Randomized Tensor Krylov Subspace Methods via Sketched Einstein Product with Applications to Image and Video Restoration

TL;DR

This paper introduces a randomized tensor Krylov subspace method using sketched Einstein products, significantly improving computational efficiency for large-scale image and video restoration tasks while maintaining convergence guarantees.

Contribution

It presents a novel randomized tensor global GMRES method based on sketched Einstein inner products, reducing computational costs in high-dimensional tensor problems.

Findings

Reduces orthogonalization cost in tensor Krylov methods

Maintains convergence properties with tensor subspace embeddings

Effective in large-scale image and video restoration applications

Abstract

We develop a randomized extension of tensor Krylov subspace methods based on the Einstein product for solving large-scale multilinear systems arising in image and video restoration.
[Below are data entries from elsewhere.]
Issue #35, opened 2026-08-23
internal/skills: parseFrontmatter has no direct tests for its edge cases


mar-schmidt:
## Where

`internal/skills/scan.go:177-195`, `parseFrontmatter`:

```go
func parseFrontmatter(body string) (name, desc string) {
	s := strings.TrimLeft(strings.TrimPrefix(body, "﻿"), " \t\r\n")
	if !strings.HasPrefix(s, "---") {
		return "", ""
	}
	rest := s[len("---"):]
	idx := strings.Index(rest, "\n---")
	if idx < 0 {
		return "", ""
	}
	var fm struct {
		Name        string `yaml:"name"`
		Description string `yaml:"description"`
	}
	if err := yaml.Unmarshal([]byte(rest[:idx]), &fm); err != nil {
		return "", ""
	}
	return strings.TrimSpace(fm.Name), strings.TrimSpace(fm.Description)
}
```

`internal/skills/skills_test.go` exercises `Scan`/`ScanRoots`/`Relink`/etc. end-to-end with well-formed `SKILL.md` fixtures, but there is no test that calls `parseFrontmatter` directly, so its edge cases (several of which are handled explicitly in the code) are unverified.

## What to do

Add table-driven tests (in `internal/skills/scan_test.go`, a new file — or add to `skills_test.go` if you prefer) calling `parseFrontmatter` directly with cases like:

- No frontmatter at all (body doesn't start with `---`) → `"", ""`
- Well-formed frontmatter with both `name` and `description` → both returned, trimmed
- Frontmatter with a UTF-8 BOM prefix (`"﻿---\n..."`) → still parses (the `TrimPrefix` call exists specifically for this)
- Unterminated frontmatter (opening `---` but no closing `\n---`) → `"", ""`
- Malformed YAML inside the block → `"", ""` (the `yaml.Unmarshal` error path)
- Frontmatter present but only one of `name`/`description` set → the other comes back `""`
- Values with surrounding whitespace in the YAML → confirms the `strings.TrimSpace` calls

Since `parseFrontmatter` is unexported, the test needs to live in `package skills` (not `skills_test`), matching the existing test file.

## Why it's worth doing

This function decides what shows up as a skill's name/description across `podiom skills list`/`show`, and it has several distinct early-return branches (BOM, missing close, bad YAML) that are currently only reachable indirectly through full-directory scan fixtures, if at all.

## Verify

```
go test ./internal/skills/... -run TestParseFrontmatter -v
```

[...]

PR #42, opened 2026-08-24
test: cover parseFrontmatter edge cases

suhaslord:
Adds focused table-driven coverage for parseFrontmatter edge cases, with no production behavior changes.\n\nRefs #35.

### DIFF
--- a/internal/skills/scan_test.go
+++ b/internal/skills/scan_test.go
@@ -1,0 +1,76 @@
+package skills
+
+import "testing"
+
+func TestParseFrontmatter(t *testing.T) {
+	tests := []struct {
+		name     string
+		body     string
+		wantName string
+		wantDesc string
+	}{
+		{
+			name:     "no frontmatter",
+			body:     "# Skill\n\nNo metadata here.",
+			wantName: "",
+			wantDesc: "",
+		},
+		{
+			name:     "well formed",
+			body:     "---\nname: example\ndescription: useful skill\n---\n\n# Example",
+			wantName: "example",
+			wantDesc: "useful skill",
+		},
+		{
+			name:     "utf8 bom",
+			body:     "\ufeff---\nname: bom-skill\ndescription: parses after BOM\n---\n",
+			wantName: "bom-skill",
+			wantDesc: "parses after BOM",
+		},
+		{
+			name:     "leading whitespace",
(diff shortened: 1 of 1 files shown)


mar-schmidt:
Thanks @suhaslord — you claimed #35 and turned it around inside 12 hours, which is exactly how this is supposed to work.

Same apology I've left on #40 and #41: your CI sat unapproved because GitHub holds workflow runs from first-time contributors until a maintainer clears them. Approved now and running.

Verified locally:

- `go test ./internal/skills/... -count=1` — pass
- `gofmt -l internal/skills/scan_test.go` — clean
- `go vet ./internal/skills/...` — clean
- One added file, no production behaviour changed, as described

I checked your cases against the implementation rather than taking them at face value, and the coverage genuinely maps onto the branches:

- `utf8 bom` exercises the `strings.TrimPrefix(body, "﻿")`
- `leading whitespace` exercises the `TrimLeft(..., " \t\r\n")` on the same line
- `unterminated frontmatter` hits the `strings.Index(rest, "\n---") < 0` path
- `malformed yaml` hits the `yaml.Unmarshal` error return
- `trim values` pins the closing `strings.TrimSpace` on both returned fields

That's close to every exit from the function, including the two failure returns that are easiest to regress into a panic. The BOM case in particular is the one people leave out, and it's the one that actually bites when a skill file is authored on Windows or exported from an editor that writes a BOM.

One small housekeeping note, no action needed unless you want to: the description says `Refs #35`, so merging this won't automatically close the issue — GitHub only auto-closes on `Closes`/`Fixes`. Not a problem, we'll close it by hand. Mentioning it only so it's not a surprise.

Leaving the merge to @mar-schmidt as maintainer.

mar-schmidt:
Merged — thanks @suhaslord, and thanks for claiming #35 up front rather than opening cold. That's what let me assign it to you.

Verified: `parseFrontmatter` goes to **100% coverage** with this, and I mutation-tested it by swapping `TrimSpace` for `ToLower` in `scan.go` — your test caught it. 16 table cases against a parser with this many edge cases is the right instinct.

I've closed #35 manually; the `Closes` link didn't fire.

suhaslord:
Thanks Marcus! Really appreciate you taking the time to verify and mutation-test it — glad the cases were actually useful. I enjoyed working on this one. If there’s anything else in Podiom you think I could help with, I’d be happy to take a look.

The classical tensor global GMRES method relies on Frobenius inner products and full tensor orthogonalization, which become computationally expensive for high-dimensional problems. We introduce a sketched Einstein inner product constructed via mode-wise random projections and develop a randomized tensor global Arnoldi process. The resulting Randomized Tensor Global GMRES (RTG-GMRES) method significantly reduces orthogonalization cost while preserving convergence properties under tensor subspace embedding assumptions. Residual bounds, perturbation analysis and projected Tikhonov regularization are derived. The proposed method provides an efficient framework for solving ill-posed multidimensional problems arising in color image and video restoration.